=== Exercise aim ===
Lines with the word "VladimirEdelmann" are the answer; copy each of them from the data below.

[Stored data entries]
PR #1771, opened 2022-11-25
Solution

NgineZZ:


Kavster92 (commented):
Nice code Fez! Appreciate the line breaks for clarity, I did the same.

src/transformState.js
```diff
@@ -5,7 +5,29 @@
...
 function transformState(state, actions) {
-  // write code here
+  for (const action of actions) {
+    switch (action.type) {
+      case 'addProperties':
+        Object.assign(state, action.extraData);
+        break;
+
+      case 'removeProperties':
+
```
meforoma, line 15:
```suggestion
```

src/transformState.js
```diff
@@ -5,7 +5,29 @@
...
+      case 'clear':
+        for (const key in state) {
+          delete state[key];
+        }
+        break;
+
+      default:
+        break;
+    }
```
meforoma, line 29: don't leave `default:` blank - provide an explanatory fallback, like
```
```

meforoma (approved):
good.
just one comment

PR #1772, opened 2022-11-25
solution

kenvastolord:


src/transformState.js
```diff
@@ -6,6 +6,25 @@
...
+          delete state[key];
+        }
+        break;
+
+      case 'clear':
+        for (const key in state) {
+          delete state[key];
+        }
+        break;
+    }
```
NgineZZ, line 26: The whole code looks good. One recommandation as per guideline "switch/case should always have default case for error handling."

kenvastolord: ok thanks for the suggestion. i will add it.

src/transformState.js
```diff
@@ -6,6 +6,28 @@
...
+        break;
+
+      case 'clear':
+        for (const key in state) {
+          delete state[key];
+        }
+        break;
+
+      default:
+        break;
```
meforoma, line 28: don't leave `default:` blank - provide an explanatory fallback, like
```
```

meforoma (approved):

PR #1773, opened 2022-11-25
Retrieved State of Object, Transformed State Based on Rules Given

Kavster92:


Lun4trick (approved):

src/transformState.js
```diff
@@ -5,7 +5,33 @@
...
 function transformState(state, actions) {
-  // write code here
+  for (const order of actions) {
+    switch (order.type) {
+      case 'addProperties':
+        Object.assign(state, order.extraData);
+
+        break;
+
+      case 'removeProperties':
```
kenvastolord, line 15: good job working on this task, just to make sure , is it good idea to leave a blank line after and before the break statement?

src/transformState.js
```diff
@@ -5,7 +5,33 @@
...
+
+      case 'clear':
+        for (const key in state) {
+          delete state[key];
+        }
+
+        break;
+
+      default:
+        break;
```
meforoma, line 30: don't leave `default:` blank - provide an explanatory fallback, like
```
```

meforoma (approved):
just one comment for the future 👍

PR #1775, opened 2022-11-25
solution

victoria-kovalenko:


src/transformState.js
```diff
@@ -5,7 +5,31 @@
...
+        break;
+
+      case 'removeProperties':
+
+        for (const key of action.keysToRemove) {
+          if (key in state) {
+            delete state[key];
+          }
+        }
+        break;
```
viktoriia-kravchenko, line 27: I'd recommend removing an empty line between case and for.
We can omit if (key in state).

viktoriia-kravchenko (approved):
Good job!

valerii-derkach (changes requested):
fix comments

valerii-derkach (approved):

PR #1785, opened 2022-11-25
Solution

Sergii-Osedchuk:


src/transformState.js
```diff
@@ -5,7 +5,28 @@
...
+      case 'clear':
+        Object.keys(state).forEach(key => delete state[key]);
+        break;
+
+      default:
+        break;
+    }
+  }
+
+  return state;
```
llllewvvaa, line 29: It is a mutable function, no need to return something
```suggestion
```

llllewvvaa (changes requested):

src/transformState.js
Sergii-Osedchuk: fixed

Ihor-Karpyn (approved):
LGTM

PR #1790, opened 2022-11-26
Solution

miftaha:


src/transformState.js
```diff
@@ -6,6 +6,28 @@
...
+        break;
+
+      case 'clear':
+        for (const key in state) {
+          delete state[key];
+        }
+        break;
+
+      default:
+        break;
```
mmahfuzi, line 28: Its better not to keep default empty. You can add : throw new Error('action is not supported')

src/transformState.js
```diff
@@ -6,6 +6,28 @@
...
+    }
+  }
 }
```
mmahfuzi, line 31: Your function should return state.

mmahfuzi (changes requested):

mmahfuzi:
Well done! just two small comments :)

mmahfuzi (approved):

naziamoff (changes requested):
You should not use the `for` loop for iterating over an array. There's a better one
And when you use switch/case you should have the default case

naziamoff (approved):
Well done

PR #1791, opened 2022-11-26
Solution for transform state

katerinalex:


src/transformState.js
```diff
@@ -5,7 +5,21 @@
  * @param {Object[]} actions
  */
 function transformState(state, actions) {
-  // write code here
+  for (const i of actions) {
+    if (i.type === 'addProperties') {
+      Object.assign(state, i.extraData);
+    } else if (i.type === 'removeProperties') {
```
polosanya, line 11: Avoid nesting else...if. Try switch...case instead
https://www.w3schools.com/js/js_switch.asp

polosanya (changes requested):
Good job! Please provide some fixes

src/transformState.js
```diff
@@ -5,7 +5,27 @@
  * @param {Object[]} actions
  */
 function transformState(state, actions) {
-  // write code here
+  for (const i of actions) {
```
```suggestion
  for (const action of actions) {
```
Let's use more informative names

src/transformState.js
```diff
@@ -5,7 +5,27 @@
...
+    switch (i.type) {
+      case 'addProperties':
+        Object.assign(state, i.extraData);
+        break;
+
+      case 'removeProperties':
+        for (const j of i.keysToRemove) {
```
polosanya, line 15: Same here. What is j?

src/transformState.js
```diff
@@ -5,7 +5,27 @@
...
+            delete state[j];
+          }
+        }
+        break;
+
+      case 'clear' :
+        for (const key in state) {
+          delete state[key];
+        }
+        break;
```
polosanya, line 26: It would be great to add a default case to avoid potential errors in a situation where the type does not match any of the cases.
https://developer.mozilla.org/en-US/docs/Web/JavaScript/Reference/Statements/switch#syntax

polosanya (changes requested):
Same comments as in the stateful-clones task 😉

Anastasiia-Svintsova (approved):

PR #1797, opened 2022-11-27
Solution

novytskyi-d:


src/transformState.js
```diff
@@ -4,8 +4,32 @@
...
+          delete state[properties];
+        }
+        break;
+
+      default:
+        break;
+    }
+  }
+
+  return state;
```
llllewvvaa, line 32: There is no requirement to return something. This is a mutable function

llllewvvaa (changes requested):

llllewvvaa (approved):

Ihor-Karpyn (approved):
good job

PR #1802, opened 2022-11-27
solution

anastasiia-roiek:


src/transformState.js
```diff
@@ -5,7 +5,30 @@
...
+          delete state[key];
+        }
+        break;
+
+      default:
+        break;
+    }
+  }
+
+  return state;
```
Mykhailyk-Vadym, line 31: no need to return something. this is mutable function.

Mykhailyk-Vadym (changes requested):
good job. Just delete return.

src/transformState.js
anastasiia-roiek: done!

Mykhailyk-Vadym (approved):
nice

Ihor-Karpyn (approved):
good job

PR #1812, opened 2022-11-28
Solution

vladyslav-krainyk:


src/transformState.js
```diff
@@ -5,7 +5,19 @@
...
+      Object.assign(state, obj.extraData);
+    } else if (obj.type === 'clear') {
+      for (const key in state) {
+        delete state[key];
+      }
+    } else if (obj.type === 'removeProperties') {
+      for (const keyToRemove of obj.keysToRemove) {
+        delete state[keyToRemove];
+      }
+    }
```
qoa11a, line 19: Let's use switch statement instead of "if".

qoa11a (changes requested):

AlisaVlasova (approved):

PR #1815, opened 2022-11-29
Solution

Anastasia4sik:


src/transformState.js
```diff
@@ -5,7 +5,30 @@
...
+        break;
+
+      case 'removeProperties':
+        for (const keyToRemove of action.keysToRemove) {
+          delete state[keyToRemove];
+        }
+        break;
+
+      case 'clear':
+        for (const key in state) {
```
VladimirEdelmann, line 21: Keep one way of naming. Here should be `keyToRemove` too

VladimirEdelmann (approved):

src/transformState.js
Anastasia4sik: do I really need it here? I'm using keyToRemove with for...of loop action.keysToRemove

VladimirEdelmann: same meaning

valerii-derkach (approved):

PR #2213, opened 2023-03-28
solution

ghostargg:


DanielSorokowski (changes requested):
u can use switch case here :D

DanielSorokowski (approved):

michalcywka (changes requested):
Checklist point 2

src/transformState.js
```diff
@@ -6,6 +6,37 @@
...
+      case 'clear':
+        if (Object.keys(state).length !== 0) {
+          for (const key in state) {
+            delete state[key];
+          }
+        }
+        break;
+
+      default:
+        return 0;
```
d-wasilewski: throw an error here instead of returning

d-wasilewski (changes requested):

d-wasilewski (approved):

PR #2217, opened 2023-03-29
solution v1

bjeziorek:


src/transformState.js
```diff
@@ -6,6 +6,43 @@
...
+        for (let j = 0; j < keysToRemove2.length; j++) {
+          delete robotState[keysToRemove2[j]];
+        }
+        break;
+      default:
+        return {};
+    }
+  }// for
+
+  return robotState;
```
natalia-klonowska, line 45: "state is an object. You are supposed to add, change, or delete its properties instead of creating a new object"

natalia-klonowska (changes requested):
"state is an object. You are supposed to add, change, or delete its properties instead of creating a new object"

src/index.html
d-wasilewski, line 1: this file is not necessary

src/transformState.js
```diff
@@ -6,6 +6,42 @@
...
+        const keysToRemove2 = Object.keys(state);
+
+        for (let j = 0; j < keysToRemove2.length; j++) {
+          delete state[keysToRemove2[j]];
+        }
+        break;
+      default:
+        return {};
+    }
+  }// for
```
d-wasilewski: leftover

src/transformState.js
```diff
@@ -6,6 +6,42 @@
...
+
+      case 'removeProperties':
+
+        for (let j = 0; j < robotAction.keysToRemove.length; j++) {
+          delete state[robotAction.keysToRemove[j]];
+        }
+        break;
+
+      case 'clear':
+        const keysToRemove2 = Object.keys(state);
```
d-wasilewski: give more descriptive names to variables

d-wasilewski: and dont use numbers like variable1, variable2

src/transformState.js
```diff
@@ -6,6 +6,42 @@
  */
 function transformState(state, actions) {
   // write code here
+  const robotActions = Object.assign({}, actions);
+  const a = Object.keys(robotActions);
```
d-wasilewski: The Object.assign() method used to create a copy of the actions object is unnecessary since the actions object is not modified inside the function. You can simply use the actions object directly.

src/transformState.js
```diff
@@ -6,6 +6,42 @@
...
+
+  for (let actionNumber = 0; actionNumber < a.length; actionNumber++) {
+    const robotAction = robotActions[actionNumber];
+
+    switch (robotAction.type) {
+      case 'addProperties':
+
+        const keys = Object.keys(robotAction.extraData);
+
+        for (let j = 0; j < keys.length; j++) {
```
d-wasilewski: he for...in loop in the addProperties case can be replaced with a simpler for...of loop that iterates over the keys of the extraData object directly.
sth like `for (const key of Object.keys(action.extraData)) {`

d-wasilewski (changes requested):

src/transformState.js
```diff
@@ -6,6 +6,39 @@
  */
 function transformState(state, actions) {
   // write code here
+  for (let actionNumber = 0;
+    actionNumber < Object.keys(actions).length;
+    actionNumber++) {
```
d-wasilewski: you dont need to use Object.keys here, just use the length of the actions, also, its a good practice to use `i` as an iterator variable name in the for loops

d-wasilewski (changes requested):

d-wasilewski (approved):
...
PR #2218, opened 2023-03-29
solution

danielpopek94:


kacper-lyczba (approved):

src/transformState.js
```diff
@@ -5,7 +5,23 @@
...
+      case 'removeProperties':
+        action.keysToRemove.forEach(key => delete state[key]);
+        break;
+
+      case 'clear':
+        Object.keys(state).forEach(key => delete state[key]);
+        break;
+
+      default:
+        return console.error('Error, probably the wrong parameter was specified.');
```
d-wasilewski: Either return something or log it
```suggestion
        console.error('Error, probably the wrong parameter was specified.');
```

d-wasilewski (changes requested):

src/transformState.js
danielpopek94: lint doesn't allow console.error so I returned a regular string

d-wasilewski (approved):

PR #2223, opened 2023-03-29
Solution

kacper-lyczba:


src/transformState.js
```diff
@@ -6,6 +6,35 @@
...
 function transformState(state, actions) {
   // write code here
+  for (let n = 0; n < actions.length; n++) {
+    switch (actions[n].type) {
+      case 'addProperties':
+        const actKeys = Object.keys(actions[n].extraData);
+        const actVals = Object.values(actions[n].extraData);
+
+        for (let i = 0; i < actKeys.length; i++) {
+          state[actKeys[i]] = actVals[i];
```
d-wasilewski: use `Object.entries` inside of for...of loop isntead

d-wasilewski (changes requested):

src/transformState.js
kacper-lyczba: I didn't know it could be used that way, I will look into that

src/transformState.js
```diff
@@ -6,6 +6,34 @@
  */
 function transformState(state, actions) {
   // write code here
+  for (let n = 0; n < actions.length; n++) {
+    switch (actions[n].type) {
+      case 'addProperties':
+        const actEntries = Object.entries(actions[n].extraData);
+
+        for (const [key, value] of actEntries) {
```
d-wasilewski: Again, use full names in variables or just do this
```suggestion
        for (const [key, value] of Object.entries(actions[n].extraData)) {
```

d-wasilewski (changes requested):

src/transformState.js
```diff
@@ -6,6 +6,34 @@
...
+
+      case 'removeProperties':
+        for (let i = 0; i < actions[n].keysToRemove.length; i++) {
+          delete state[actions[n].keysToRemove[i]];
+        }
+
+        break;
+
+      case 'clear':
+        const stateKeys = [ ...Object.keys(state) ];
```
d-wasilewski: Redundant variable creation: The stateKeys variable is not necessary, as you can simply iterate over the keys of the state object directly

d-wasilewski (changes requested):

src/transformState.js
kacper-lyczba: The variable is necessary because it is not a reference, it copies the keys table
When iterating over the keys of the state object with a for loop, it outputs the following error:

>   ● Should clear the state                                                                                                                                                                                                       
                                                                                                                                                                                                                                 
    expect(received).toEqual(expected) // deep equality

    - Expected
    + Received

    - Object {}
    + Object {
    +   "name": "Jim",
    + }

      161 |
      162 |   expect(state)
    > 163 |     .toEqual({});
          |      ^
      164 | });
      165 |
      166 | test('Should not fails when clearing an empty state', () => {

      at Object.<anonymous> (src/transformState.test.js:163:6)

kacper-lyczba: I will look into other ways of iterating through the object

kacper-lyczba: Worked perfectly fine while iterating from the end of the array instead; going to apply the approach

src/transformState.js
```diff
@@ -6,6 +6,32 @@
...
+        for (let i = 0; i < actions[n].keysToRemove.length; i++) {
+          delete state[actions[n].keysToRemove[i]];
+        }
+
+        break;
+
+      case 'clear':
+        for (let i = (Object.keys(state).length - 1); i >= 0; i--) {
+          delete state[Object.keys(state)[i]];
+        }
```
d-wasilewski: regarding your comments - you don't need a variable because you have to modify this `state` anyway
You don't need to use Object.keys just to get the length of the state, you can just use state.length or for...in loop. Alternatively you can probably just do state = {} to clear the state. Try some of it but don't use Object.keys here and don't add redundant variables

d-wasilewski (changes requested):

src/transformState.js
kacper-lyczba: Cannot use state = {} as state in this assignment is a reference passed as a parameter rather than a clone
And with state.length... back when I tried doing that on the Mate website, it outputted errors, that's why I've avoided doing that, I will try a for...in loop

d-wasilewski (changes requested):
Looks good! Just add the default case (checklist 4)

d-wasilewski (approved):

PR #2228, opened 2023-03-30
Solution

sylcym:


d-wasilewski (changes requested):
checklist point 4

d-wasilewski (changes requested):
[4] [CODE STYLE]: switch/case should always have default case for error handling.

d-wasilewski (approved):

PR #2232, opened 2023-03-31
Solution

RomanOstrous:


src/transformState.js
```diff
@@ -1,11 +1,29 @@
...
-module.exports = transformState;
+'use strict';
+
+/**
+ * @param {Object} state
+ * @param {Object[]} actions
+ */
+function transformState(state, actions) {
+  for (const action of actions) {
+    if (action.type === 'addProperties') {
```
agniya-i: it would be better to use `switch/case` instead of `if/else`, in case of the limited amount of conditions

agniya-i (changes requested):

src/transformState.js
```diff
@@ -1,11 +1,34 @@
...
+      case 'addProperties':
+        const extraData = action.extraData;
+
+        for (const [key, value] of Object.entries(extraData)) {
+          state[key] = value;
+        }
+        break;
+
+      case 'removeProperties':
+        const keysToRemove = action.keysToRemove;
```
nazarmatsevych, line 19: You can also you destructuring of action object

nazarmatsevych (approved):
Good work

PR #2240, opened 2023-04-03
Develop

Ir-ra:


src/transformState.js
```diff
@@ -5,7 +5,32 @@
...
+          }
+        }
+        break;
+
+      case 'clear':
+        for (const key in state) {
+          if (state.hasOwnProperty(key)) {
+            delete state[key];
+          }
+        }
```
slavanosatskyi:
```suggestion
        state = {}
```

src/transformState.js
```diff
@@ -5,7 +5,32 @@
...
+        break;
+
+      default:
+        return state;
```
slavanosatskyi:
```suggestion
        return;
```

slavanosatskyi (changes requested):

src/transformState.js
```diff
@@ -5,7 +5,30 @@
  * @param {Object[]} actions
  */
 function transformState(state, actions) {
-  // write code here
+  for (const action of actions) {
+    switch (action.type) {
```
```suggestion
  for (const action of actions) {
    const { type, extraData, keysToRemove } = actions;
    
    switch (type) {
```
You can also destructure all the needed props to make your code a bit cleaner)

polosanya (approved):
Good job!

=== Result of the task ===
VladimirEdelmann, line 21: Keep one way of naming. Here should be `keyToRemove` too
VladimirEdelmann (approved):
VladimirEdelmann: same meaning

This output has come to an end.